(Beginning of Exercise input)

PR #1077, opened 2016-02-05
Convert data service to a QHttpService

wemrysi:
* Added Catchable[Free[S, ?]] when Task :<: S
* Changed QHttpService to a be a partial function to allow for taking
  advantage of Http4s fallthrough behavior

### DIFF
--- a/core/src/main/scala/quasar/fp/free/package.scala
+++ b/core/src/main/scala/quasar/fp/free/package.scala
@@ -16,7 +16,12 @@
 
 package quasar.fp
 
+import quasar.Predef._
+
 import scalaz._
+import scalaz.syntax.either._
+import scalaz.syntax.monad._
+import scalaz.concurrent.Task
 
 package object free {
   type Coproduct3[F[_], G[_], H[_], A] = Coproduct[F, Coproduct[G, H, ?], A]
@@ -72,5 +77,36 @@ package object free {
     new (Coproduct5[F, G, H, I, J, ?] ~> M) {
       def apply[A](fa: Coproduct5[F, G, H, I, J, A]) =
         fa.run.fold(f, interpret4(g, h, i, j)(_))
+    }
+
+  /** A `Catchable` instance for `Free[S, ?]` when `Task` can be injected into `S`. */
+  implicit def freeCatchable[S[_]: Functor](implicit S: Task :<: S): Catchable[Free[S, ?]] =
+    new Catchable[Free[S, ?]] {
+      type G[A] = Free[S, A]
+      private val injFT: Task ~> G = injectFT[Task, S]
+      private val lftFT: S ~> G = liftFT[S]
+
+      def attempt[A](fa: Free[S, A]): Free[S, Throwable \/ A] =
+        injFT(Task.delay(fa.resume match {
+          case \/-(a) =>
+            a.right[Throwable].point[G]
+
+          case -\/(sa) => S.prj(sa) match {
+            case Some(t) =>
+              injFT(t.attempt) flatMap {
+                case -\/(t)   => t.left[A].point[G]
+                case \/-(fa0) => attempt(fa0)
+              }
+
+            case None =>
+              lftFT(sa).flatMap(attempt)
+          }
+        }).attempt map {
+          case \/-(a) => a
+          case -\/(t) => t.left[A].point[G]
+        }).join
+
+      def fail[A](t: Throwable): Free[S, A] =
+        injFT(Task.fail(t))
     }
 }
--- a/web/src/main/scala/quasar/api/ServerOps.scala
+++ b/web/src/main/scala/quasar/api/ServerOps.scala
@@ -23,7 +23,7 @@ import quasar.console._
 import quasar.config._
 import quasar.effect._
 import quasar.fp._
-import quasar.fs.{FileSystem, QueryFile, APath, ADir, Empty}
+import quasar.fs._
 import quasar.fs.mount._
 import Http4sUtils._
 import quasar.physical.mongodb._
@@ -33,10 +33,10 @@ import java.io.File
 import java.lang.System
 
 import argonaut.{CodecJson, EncodeJson}
+import monocle.Lens
 import org.http4s
 import org.http4s.server.{Server => Http4sServer, HttpService}
 import org.http4s.server.blaze.BlazeBuilder
-import monocle.Lens
 import scalaz.{Failure => _, Lens => _, _}
 import scalaz.syntax.monad._
 import scalaz.syntax.show._
@@ -139,6 +139,7 @@ object Server {
         Coyoneda.liftTF[WorkflowExecErr, Task](Failure.toTaskFailure[WorkflowExecutionError]))))
   }
 
+  // TODO: Interpret HFSFailureF into `ResponseOr`
   def fsEffToTask(
     seqRef: TaskRef[Long],
     viewHandlesRef: TaskRef[ViewHandles],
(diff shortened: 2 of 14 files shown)


core/src/main/scala/quasar/fp/free/package.scala
```diff
@@ -73,4 +78,35 @@ package object free {
       def apply[A](fa: Coproduct5[F, G, H, I, J, A]) =
         fa.run.fold(f, interpret4(g, h, i, j)(_))
     }
+
+  /** A `Catchable` instance for `Free[S, ?]` when `Task` can be injected into `S`. */
+  implicit def freeCatchable[S[_]: Functor](implicit S: Task :<: S): Catchable[Free[S, ?]] =
```
jedesah: Out of curiosity, do you think it would be possible to do the same thing with `Failure`?

web/src/main/scala/quasar/api/ServerOps.scala
```diff
@@ -227,7 +232,15 @@ object Server {
       val mounting: MountingF ~> TaskAndConfigsM =
         Coyoneda.liftTF[Mounting, TaskAndConfigsM](free.foldMapNT(mnt) compose mounter)
 
-      free.interpret2(mounting, liftTask compose evalFromRef(evalFsRef, f))
+      val throwFailure: FileSystemFailureF ~> Task =
```
jedesah: does not technically "throw", but I think that's fine.

web/src/main/scala/quasar/api/package.scala
```diff
@@ -17,29 +17,52 @@
...
 import pathy.Path, Path._
+import scalaz.{Failure => _, _}, Scalaz._
+import scalaz.concurrent.Task
 
 package object api {
   // TODO: Names
   type ResponseT[F[_], A] = EitherT[F, Response, A]
   type ResponseOr[A] = ResponseT[Task, A]
 
+  /** Interpret a `Faliure` effect into `ResponseOr` given evidence the
```
jedesah: typo in Faliure

core/src/main/scala/quasar/fp/free/package.scala
wemrysi: What do you mean? Implement `Catchable[Free[S, ?]]` given `Failure[Throwable, ?] :<: S`?

jedesah: Ya, that's what I meant.

wemrysi: Actually, it might. I originally started to write it for `MonadError[_[_, _], Throwable]` but was concerned about being able to capture exceptions in the monad, however we might be able to just use `try`/`catch` directly rather than rely on the monad to.

It'd be worth exploring, for sure.

web/src/main/scala/quasar/api/services/RestApi.scala
```diff
@@ -55,22 +56,23 @@ final case class RestApi(defaultPort: Int, restart: Int => Task[Unit]) {
...
       //"/query/fs"     -> query.service(f),
       //"/server"       -> server.service(defaultPort, restart),
       //"/welcome"      -> welcome.service
     )
-  }
 }
 
 object RestApi {
-  def wrap(service: HttpService) =
+  def withDefaultMiddleware(service: HttpService): HttpService =
```
drostron: Rename appreciated.

core/src/main/scala/quasar/fp/free/package.scala
jedesah: Also, if we have  a `Catchable` for `Free` in such a circumstance, then it strikes me that we could `run` the `Process[Free[S,?],A]` and simplify `QHttpService` to `Request => Free[S, Response]` where `Task :<: S` or `Failure[Throwable,?] :<: S`.

web/src/main/scala/quasar/api/services/RestApi.scala
jedesah: `wrap` is SOO much better. Have no idea what you guys are talking about! :stuck_out_tongue_closed_eyes:

core/src/main/scala/quasar/fp/free/package.scala
wemrysi: I'm not sure that would allow for streaming responses.

web/src/main/scala/quasar/api/services/package.scala
```diff
@@ -33,12 +33,66 @@ import scalaz.concurrent.Task
...
+
+  def requiredHeader2[F[_]](key: HeaderKey.Extractable, request: Request): QuasarResponse[F] \/ key.HeaderT =
+    request.headers.get(key) \/> QuasarResponse.error(BadRequest, s"The '${key.name}' header must be specified")
 
   def respond[S[_], A, F[_]](a: Free[S, A])(implicit ev: ToQuasarResponse[A, F]): Free[S, QuasarResponse[F]] =
     a.map(ev.toResponse)
 
-  def requiredHeader2[F[_]](key: HeaderKey.Extractable, request: Request): QuasarResponse[F] \/ key.HeaderT =
-    request.headers.get(key) \/> QuasarResponse.error(BadRequest, s"The '${key.name}' header must be specified")
+  def withOffsetAndLimit[S[_]](
```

(End of Exercise input)

> **Task to carry out**
Gather up every line from the listing above in which the word "Coyoneda" occurs.

> **Task output**
         Coyoneda.liftTF[WorkflowExecErr, Task](Failure.toTaskFailure[WorkflowExecutionError]))))
         Coyoneda.liftTF[Mounting, TaskAndConfigsM](free.foldMapNT(mnt) compose mounter)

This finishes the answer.